Mr. Wheeler, who was a longtime aide to Senator James Inhofe, Republican of Oklahoma, before becoming an energy lobbyist at Faegre Baker Daniels in Washington, is largely seen as a steadying force at the E.P.A., which was rocked by turbulence under his predecessor. Mr. Pruitt was at the center of at least 13 federal investigations before he stepped down.
Mr. Wheeler has, for the most part, continued down the policy path that Mr. Pruitt set to unravel most of former President Barack Obama’s environmental agenda. Since taking the helm of the E.P.A., Mr. Wheeler has proposed to relax federal protections for streams and wetlands, ease controls of mercury pollution from coal-fired power plants, and eliminate restrictions on new coal plants that are expected to make it easier to bring more coal power online.
Under Mr. Wheeler’s leadership the E.P.A. also has proposed reversing Mr. Obama’s clean car standards, one of the most important federal government tools for reducing planet-warming emissions.
Fred Krupp, president of the Environmental Defense Fund, in a statement called Mr. Wheeler a threat to the environment. “Mr. Wheeler fully embraces President Trump’s anti-environmental agenda,” he said. “His policies will lead to dirtier air and water and unchecked climate pollution.”
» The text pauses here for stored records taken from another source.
PR #1601, opened 2023-10-18
limit PR conditions for running this workflow

gonuke:
Only run the publish workflow on PRs that have changes in specific files.

Fixes #1600

PR #1602, opened 2023-10-18
limit PR conditions for running this workflow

Mr. Wheeler’s nomination is supported by leading business groups including the United States Chamber of Commerce. Neil L. Bradley, the chamber’s chief policy officer, wrote in a letter of support for Mr. Wheeler that the acting administrator had “proven to be a steady hand, and has demonstrated effective leadership while advancing regulatory reforms alongside continued strong environmental protections.”